__DESCRIPTION OF THE TASK__: This exercise needs all of the entries set down again, exactly as they read.

** Opening RECORD SET block **

PR #281, opened 2022-05-31
Disabled refresh on network switch

### LINKED ISSUE #263: Disable page refresh on network switch
**Goal:**
We no longer refresh the whole page when switching the selected network

**Context:**
Currently there are three ways to switch the network: 
a) via the network dropdown in the header of the UI
b) via metamask extension
c) directly passing the desired network via URL parameter
In case there is a mismatch between UI and metamask a popup is shown to either adjust UI or to switch wallet. No matter which selection is made to align UI and wallet we hard refresh the whole page. 
This should be prevented in the future. 

**Tasks:**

** Closing RECORD SET block **

__ANSWER SPACE__:
PR #281, opened 2022-05-31
Disabled refresh on network switch

### LINKED ISSUE #263: Disable page refresh on network switch
**Goal:**
We no longer refresh the whole page when switching the selected network

**Context:**
Currently there are three ways to switch the network: 
a) via the network dropdown in the header of the UI
b) via metamask extension
c) directly passing the desired network via URL parameter
In case there is a mismatch between UI and metamask a popup is shown to either adjust UI or to switch wallet. No matter which selection is made to align UI and wallet we hard refresh the whole page. 
This should be prevented in the future. 

**Tasks:**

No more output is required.